**Task directions**
Show every line in the entries below where the word "program" appears.

______________________________

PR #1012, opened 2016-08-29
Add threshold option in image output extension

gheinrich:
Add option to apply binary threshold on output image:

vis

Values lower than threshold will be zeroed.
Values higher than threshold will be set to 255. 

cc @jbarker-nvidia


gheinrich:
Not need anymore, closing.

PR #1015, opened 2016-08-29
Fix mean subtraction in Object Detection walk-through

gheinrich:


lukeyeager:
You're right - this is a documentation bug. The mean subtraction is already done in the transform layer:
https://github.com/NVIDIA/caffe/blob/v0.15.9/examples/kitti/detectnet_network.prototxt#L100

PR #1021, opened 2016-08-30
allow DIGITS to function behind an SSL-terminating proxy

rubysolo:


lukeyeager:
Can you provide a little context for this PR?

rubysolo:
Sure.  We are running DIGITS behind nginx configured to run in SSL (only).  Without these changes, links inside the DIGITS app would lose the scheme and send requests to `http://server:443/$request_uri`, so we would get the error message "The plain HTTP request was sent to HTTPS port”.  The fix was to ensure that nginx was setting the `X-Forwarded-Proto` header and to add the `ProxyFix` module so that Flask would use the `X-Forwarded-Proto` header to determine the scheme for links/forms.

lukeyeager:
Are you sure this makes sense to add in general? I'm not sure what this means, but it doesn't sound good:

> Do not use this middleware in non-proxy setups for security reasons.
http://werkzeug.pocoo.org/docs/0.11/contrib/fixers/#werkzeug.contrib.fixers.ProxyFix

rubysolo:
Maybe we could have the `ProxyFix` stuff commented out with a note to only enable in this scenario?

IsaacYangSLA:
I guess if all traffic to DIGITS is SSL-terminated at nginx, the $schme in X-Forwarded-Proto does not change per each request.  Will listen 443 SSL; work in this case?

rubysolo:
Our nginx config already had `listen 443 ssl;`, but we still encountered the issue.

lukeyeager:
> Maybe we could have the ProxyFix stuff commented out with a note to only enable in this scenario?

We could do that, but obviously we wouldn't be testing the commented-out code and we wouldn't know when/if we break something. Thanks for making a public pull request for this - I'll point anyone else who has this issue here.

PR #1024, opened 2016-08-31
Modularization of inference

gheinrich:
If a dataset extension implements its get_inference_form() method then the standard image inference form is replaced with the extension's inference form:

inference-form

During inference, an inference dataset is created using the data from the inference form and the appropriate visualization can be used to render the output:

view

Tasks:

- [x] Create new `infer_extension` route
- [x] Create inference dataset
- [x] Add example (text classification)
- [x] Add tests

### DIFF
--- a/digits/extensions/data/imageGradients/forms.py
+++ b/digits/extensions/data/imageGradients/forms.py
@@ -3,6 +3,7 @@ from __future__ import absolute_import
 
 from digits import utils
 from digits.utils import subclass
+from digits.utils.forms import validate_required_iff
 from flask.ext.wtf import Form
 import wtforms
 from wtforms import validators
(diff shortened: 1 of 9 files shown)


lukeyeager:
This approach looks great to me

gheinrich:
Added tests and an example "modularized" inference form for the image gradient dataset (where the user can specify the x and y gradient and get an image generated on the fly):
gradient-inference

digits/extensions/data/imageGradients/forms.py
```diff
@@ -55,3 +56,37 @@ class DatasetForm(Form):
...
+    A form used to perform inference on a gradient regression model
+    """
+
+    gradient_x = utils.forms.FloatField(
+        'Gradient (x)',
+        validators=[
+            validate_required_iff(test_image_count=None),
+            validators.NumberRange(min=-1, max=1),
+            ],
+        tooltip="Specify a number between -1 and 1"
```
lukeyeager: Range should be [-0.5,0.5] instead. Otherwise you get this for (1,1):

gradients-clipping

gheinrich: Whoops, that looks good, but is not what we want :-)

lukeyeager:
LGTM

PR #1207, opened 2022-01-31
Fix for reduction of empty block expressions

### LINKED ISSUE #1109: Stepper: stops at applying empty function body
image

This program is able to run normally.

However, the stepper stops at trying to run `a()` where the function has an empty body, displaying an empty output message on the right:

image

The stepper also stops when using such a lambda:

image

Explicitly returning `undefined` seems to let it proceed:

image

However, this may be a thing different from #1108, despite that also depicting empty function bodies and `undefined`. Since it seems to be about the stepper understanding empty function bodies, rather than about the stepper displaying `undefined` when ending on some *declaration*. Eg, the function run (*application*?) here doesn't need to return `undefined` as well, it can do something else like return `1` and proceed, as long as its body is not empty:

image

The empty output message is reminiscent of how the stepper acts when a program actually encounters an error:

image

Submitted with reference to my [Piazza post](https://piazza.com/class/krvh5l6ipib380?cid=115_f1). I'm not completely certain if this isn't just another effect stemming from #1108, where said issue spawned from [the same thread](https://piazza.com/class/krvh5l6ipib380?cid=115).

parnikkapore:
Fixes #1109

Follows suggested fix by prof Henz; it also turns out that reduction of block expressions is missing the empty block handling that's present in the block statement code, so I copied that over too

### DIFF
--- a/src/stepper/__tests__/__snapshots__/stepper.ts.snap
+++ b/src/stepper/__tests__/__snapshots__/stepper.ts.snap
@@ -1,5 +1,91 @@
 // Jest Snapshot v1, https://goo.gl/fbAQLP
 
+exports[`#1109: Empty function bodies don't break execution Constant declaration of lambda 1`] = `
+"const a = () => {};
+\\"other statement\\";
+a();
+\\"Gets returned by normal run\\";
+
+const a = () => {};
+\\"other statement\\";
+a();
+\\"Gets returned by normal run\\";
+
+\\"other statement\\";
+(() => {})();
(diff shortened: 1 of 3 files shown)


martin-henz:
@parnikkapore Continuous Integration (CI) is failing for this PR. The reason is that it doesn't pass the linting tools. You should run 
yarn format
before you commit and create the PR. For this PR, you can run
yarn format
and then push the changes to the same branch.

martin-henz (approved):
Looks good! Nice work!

______________________________

**Task response**
This program is able to run normally.
The empty output message is reminiscent of how the stepper acts when a program actually encounters an error:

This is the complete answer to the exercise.